▶ Requirement
Word for word, reproduce every line of the data.

▶ Data records
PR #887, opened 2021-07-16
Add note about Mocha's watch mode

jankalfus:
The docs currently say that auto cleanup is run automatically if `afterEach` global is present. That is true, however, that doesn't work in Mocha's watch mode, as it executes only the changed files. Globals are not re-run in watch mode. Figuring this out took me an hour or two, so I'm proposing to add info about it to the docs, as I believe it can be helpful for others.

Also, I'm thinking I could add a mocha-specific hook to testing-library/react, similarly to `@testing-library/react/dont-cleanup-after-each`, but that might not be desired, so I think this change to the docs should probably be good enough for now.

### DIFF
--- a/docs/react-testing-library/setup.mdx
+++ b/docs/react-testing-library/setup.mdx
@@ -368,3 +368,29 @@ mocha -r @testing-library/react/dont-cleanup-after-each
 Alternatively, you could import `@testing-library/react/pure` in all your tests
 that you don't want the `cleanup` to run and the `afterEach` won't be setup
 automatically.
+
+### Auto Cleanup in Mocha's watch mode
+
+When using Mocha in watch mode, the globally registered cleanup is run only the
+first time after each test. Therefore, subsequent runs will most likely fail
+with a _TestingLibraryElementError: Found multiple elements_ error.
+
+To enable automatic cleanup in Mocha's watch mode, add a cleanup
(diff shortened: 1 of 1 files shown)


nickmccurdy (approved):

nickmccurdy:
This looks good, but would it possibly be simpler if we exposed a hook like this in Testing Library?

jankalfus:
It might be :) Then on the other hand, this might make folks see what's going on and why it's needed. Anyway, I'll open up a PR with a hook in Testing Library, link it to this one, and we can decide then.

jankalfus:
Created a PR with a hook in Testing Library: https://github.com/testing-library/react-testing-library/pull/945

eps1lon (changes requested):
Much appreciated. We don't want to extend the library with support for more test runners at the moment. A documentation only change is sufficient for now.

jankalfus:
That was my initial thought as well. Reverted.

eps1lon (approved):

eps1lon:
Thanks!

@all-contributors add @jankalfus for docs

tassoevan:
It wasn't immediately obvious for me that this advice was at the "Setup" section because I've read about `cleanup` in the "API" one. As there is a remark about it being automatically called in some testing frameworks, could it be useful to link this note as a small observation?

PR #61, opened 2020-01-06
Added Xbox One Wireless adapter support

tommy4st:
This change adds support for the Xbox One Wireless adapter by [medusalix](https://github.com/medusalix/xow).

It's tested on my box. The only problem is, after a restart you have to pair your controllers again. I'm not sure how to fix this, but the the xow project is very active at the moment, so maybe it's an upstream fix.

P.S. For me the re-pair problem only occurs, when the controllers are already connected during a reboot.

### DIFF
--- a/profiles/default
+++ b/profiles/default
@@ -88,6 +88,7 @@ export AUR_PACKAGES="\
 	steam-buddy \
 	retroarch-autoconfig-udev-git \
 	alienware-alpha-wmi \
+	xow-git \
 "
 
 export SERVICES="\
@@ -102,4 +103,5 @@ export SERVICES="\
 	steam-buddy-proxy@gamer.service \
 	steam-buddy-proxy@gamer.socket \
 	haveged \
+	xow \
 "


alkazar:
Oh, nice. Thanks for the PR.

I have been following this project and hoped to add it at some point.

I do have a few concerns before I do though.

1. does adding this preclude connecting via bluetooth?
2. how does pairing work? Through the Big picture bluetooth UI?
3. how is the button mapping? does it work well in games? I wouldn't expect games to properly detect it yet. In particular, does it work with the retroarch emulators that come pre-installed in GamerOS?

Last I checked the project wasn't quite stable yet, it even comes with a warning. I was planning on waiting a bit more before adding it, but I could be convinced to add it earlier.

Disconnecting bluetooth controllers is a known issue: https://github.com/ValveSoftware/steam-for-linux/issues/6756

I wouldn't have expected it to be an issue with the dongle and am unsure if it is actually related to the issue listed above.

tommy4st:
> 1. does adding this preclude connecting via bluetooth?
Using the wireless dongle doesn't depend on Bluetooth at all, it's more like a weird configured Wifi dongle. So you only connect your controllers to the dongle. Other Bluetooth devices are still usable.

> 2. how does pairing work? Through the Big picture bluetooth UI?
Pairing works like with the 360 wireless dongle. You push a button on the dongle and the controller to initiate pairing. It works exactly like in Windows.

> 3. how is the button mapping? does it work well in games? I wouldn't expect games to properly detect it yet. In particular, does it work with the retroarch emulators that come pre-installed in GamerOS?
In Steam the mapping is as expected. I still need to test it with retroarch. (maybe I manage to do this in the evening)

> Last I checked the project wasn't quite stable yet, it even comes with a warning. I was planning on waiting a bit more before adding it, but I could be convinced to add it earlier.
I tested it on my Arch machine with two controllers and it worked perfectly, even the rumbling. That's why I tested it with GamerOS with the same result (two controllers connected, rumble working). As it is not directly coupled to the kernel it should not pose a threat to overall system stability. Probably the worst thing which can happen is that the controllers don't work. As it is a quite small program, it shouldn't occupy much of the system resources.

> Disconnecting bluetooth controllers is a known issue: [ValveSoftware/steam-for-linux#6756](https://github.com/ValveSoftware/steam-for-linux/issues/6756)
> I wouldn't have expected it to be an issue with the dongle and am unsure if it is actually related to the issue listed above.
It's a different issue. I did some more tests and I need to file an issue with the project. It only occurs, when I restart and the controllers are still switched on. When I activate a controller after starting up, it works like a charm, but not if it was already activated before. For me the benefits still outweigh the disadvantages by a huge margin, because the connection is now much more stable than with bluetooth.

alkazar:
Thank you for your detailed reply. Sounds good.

▶ Response area
PR #887, opened 2021-07-16
Add note about Mocha's watch mode

jankalfus:
The docs currently say that auto cleanup is run automatically if `afterEach` global is present. That is true, however, that doesn't work in Mocha's watch mode, as it executes only the changed files. Globals are not re-run in watch mode. Figuring this out took me an hour or two, so I'm proposing to add info about it to the docs, as I believe it can be helpful for others.

Also, I'm thinking I could add a mocha-specific hook to testing-library/react, similarly to `@testing-library/react/dont-cleanup-after-each`, but that might not be desired, so I think this change to the docs should probably be good enough for now.

### DIFF
--- a/docs/react-testing-library/setup.mdx
+++ b/docs/react-testing-library/setup.mdx
@@ -368,3 +368,29 @@ mocha -r @testing-library/react/dont-cleanup-after-each
 Alternatively, you could import `@testing-library/react/pure` in all your tests
 that you don't want the `cleanup` to run and the `afterEach` won't be setup
 automatically.
+
+### Auto Cleanup in Mocha's watch mode
+
+When using Mocha in watch mode, the globally registered cleanup is run only the
+first time after each test. Therefore, subsequent runs will most likely fail
+with a _TestingLibraryElementError: Found multiple elements_ error.
+
+To enable automatic cleanup in Mocha's watch mode, add a cleanup
(diff shortened: 1 of 1 files shown)


nickmccurdy (approved):

nickmccurdy:
This looks good, but would it possibly be simpler if we exposed a hook like this in Testing Library?

jankalfus:
It might be :) Then on the other hand, this might make folks see what's going on and why it's needed. Anyway, I'll open up a PR with a hook in Testing Library, link it to this one, and we can decide then.

jankalfus:
Created a PR with a hook in Testing Library: https://github.com/testing-library/react-testing-library/pull/945

eps1lon (changes requested):
Much appreciated. We don't want to extend the library with support for more test runners at the moment. A documentation only change is sufficient for now.

jankalfus:
That was my initial thought as well. Reverted.

eps1lon (approved):

eps1lon:
Thanks!

@all-contributors add @jankalfus for docs

tassoevan:
It wasn't immediately obvious for me that this advice was at the "Setup" section because I've read about `cleanup` in the "API" one. As there is a remark about it being automatically called in some testing frameworks, could it be useful to link this note as a small observation?

PR #61, opened 2020-01-06
Added Xbox One Wireless adapter support

tommy4st:
This change adds support for the Xbox One Wireless adapter by [medusalix](https://github.com/medusalix/xow).

It's tested on my box. The only problem is, after a restart you have to pair your controllers again. I'm not sure how to fix this, but the the xow project is very active at the moment, so maybe it's an upstream fix.

P.S. For me the re-pair problem only occurs, when the controllers are already connected during a reboot.

### DIFF
--- a/profiles/default
+++ b/profiles/default
@@ -88,6 +88,7 @@ export AUR_PACKAGES="\
 	steam-buddy \
 	retroarch-autoconfig-udev-git \
 	alienware-alpha-wmi \
+	xow-git \
 "
 
 export SERVICES="\
@@ -102,4 +103,5 @@ export SERVICES="\
 	steam-buddy-proxy@gamer.service \
 	steam-buddy-proxy@gamer.socket \
 	haveged \
+	xow \
 "


alkazar:
Oh, nice. Thanks for the PR.

I have been following this project and hoped to add it at some point.

I do have a few concerns before I do though.

1. does adding this preclude connecting via bluetooth?
2. how does pairing work? Through the Big picture bluetooth UI?
3. how is the button mapping? does it work well in games? I wouldn't expect games to properly detect it yet. In particular, does it work with the retroarch emulators that come pre-installed in GamerOS?

Last I checked the project wasn't quite stable yet, it even comes with a warning. I was planning on waiting a bit more before adding it, but I could be convinced to add it earlier.

Disconnecting bluetooth controllers is a known issue: https://github.com/ValveSoftware/steam-for-linux/issues/6756

I wouldn't have expected it to be an issue with the dongle and am unsure if it is actually related to the issue listed above.

tommy4st:
> 1. does adding this preclude connecting via bluetooth?
Using the wireless dongle doesn't depend on Bluetooth at all, it's more like a weird configured Wifi dongle. So you only connect your controllers to the dongle. Other Bluetooth devices are still usable.

> 2. how does pairing work? Through the Big picture bluetooth UI?
Pairing works like with the 360 wireless dongle. You push a button on the dongle and the controller to initiate pairing. It works exactly like in Windows.

> 3. how is the button mapping? does it work well in games? I wouldn't expect games to properly detect it yet. In particular, does it work with the retroarch emulators that come pre-installed in GamerOS?
In Steam the mapping is as expected. I still need to test it with retroarch. (maybe I manage to do this in the evening)

> Last I checked the project wasn't quite stable yet, it even comes with a warning. I was planning on waiting a bit more before adding it, but I could be convinced to add it earlier.
I tested it on my Arch machine with two controllers and it worked perfectly, even the rumbling. That's why I tested it with GamerOS with the same result (two controllers connected, rumble working). As it is not directly coupled to the kernel it should not pose a threat to overall system stability. Probably the worst thing which can happen is that the controllers don't work. As it is a quite small program, it shouldn't occupy much of the system resources.

> Disconnecting bluetooth controllers is a known issue: [ValveSoftware/steam-for-linux#6756](https://github.com/ValveSoftware/steam-for-linux/issues/6756)
> I wouldn't have expected it to be an issue with the dongle and am unsure if it is actually related to the issue listed above.
It's a different issue. I did some more tests and I need to file an issue with the project. It only occurs, when I restart and the controllers are still switched on. When I activate a controller after starting up, it works like a charm, but not if it was already activated before. For me the benefits still outweigh the disadvantages by a huge margin, because the connection is now much more stable than with bluetooth.

alkazar:
Thank you for your detailed reply. Sounds good.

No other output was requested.